The Company and its subsidiaries have taken the following actions to strengthen the Company's consolidated balance sheet.
Reduction of Severance Benefits
Effective May 12, 2009, the Company entered into an Amendment to the Severance Agreement with R. Bruce Stewart, the Company's Executive Chairman. This Executive Chairman agreed to reduce his severance package from $750,000 as of March 31, 2009, to approximately $23,500 for the period ended June 30, 2009. Since the severance liability had been previously accrued, the amendment resulted in an addition of $726,500 to the Company's consolidated stockholders' equity. The amendment was reported as a subsequent event in the Company's Quarterly Report on Form 10-Q for the quarter ended March 31, 2009.
Sale and License of Calando Assets
On June 23, 2009, the Company's majority owned subsidiary, Calando Pharmaceuticals, Inc., completed transactions with Cerulean Pharma, Inc. whereby Calando licensed its CyclosertTM drug delivery platform and its clinical candidate, IT-101, for an upfront payment of $2.4 million and future milestone and royalty payments. To facilitate the completion of the transactions, holders (including the Company) of an aggregate of $2.9 million of Calando Unsecured Convertible Promissory Notes converted principal and interest into a newly authorized Calando Series A Preferred Stock. As a result of these transactions, the Company's consolidated stockholders' equity increased by approximately $4.5 million. The transactions were previously reported in the Company's Form 8-K filed on June 29, 2009.

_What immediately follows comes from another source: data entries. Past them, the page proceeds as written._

Issue #1150, opened 2016-04-26
add-referenceset in repo manager needs supplied metadata fields


macieksmuga:
When I issue a request to add a reference set:
```
python repo_dev.py add-referenceset -n hg37 ga4gh-example-data/repo.db ../maciek-ga4gh-compliance/test-data/hg37.fa
```
The resulting entity is missing several important fields:
```
{"name": "hg37", "sourceURI": null, "assemblyId": null, "sourceAccessions": [], "ncbiTaxonId": null, "isDerived": 0, "id": "WyJoZzM3Il0", "md5checksum": "12827085103f42e97428dc05a7f26fec", "description": ""}
```
most importantly the `assemblyId`, which can be searched by.

diekhans:
The schema does allow these fields to be omitted.  is there no way to set them
with a metadata json file?

jeromekelleher:
We need to add CLI options for these metadata fields. It's a 10 minute job.

dcolligan:
Fixed in #1184

Issue #1149, opened 2016-04-26
FeatureSet record has empty ReferenceSet field


macieksmuga:
The current implementation of `FeatureSet` is not properly initialized with a valid `ReferenceSetId`, and the corresponding field in responses to `featuresets/search` and `featuresets/<id>` is currently left blank.

jeromekelleher:
This is resolved in the sql repo branch.

macieksmuga:
Not sure I see how - I've been testing the `jeromekelleher/remove-filesystemdataset` branch today (which I believe is the latest SQL repo manager codebase), and `addFeatureSet` (as well as `removeFeatureSet`) is not implemented in the `RepoManager` object there yet. Unless there's some other place I should be looking, I'll supply the needed code.

jeromekelleher:
It looks like something weird has happened with that branch @macieksmuga, sorry about that. It's turned into a bit of a mess trying to keep all these PRs going at the same time. Here's what happens with the code in the ``sql_repo`` branch now:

Amendment of TEL Ventures Arrangement
On June 25, 2009, the Company's majority owned subsidiary, Unidym, Inc., and TEL Ventures, Inc. ("TEL VC"), agreed to postpone and modify certain put rights associated with TEL VC's purchase of Unidym Series C-1 Preferred Stock in November 2008. The existence of the put rights necessitated the classification of TEL VC's Preferred Stock Ownership as a liability rather than equity on the Company's consolidated balance sheet. Also on June 25, 2009, the Company and TEL VC agreed to exchange 75% of TEL VC's Series C-1 Preferred Stock for an equal number of shares of restricted Company common stock, reducing permanently the number of shares available to TEL VC for put to Unidym. The elimination of the portion of TEL VC's put rights associated with the Preferred Stock Ownership resulted in a reclassification of the $2 million investment such that $1.5 million of the $2 million liability converted to equity. The agreement was previously reported in the Company's Form 8-K filed on June 29, 2009.
Completion of Financing
Subsequent to June 30, 2009, the Company completed a private placement transaction for $2.76 million in gross proceeds.

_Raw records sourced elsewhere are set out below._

PR #1189, opened 2016-04-29
Minor fixes to sql_repo branch

david4096:
This PR includes the changes I needed to make to get the compliance data loaded.

I believe there was a dangling db.commit in insertReferenceSet, which was removed.

The type of ncbiTaxonId needed to be set to integer.

Variant annotation sets were receiving their localId from the annotation type, changed back to the name.

Lastly, updated the prepare compliance data script to work with the new repo.


david4096:
Note: there is one compliance test that has been solved in master and not this branch.

macieksmuga:
+1 Ran the compliance tests against this, all work with the exception pointed out by @david4096 above.
Looks great!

On August 10, 2009, the Company reported $3.7 million in stockholders' equity in its Quarterly Report on Form 10-Q for the quarter ended June 30, 2009. Given events subsequent to quarter end, including the completion of the financing, the waiver of the remainder of TEL VC's put rights, and taking into consideration the Company's estimated expenses since quarter end, as of the date of this report, the Company believes that it has regained compliance with the stockholders' equity requirement for continued listing on The NASDAQ Capital Market as set forth in NASDAQ Listing Rule 5550(b)(1). The filing of this Current Report on Form 8-K completes the Company's compliance requirements. NASDAQ will continue to monitor the Company's ongoing compliance with the stockholders' equity requirement and, if at the time of future periodic reports the Company does not evidence compliance, it may be subject to delisting actions at that time.
(d) Exhibits
Exhibit No. Description
99.1 Press Release, dated August 10, 2009.